• [WORK REQUEST]:
Whenever the word "failed" turns up in a line below, that line should be copied.

START RECORDS SHOWN

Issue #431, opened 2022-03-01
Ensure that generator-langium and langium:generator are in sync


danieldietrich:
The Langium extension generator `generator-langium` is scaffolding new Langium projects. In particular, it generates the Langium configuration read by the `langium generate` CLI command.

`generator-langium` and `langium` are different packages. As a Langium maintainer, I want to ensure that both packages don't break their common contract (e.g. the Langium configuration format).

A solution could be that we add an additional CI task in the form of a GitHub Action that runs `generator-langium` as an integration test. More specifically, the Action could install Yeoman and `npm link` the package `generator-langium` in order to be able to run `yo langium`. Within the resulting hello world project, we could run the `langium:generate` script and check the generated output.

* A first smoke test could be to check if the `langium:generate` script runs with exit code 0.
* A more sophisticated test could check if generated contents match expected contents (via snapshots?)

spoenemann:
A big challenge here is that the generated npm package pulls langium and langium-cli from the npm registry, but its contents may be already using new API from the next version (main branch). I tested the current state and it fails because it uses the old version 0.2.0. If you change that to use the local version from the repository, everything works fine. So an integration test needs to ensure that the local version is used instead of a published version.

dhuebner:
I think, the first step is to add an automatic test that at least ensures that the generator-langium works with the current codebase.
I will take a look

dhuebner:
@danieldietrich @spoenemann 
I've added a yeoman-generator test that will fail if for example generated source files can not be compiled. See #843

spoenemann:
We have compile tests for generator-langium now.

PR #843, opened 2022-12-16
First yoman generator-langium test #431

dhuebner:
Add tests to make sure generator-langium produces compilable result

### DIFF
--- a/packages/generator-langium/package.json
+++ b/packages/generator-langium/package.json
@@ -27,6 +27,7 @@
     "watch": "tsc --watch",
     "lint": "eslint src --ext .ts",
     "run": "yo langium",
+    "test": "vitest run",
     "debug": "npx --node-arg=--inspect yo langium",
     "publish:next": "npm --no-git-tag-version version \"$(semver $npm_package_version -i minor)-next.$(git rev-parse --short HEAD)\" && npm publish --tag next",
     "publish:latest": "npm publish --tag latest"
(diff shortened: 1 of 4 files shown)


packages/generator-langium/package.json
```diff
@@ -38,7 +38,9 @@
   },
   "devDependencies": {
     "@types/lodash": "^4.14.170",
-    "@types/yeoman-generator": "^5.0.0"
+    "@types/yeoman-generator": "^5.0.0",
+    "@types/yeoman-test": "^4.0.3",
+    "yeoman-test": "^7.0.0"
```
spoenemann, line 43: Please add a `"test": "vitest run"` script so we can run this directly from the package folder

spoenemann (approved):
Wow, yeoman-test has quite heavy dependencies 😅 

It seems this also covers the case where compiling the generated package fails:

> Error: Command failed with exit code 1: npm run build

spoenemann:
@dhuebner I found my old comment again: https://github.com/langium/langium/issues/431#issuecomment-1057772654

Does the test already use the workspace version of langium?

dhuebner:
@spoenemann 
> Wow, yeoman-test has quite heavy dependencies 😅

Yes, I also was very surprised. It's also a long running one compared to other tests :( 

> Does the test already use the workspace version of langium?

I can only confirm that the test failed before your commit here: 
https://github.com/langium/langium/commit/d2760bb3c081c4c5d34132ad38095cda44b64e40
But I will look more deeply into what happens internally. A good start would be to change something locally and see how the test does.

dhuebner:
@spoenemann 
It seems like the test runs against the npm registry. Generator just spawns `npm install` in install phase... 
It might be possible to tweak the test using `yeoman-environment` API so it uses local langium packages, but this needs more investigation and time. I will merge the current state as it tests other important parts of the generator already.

END RECORDS SHOWN

• [THE COMPLETED TASK]:
> Error: Command failed with exit code 1: npm run build
I can only confirm that the test failed before your commit here: 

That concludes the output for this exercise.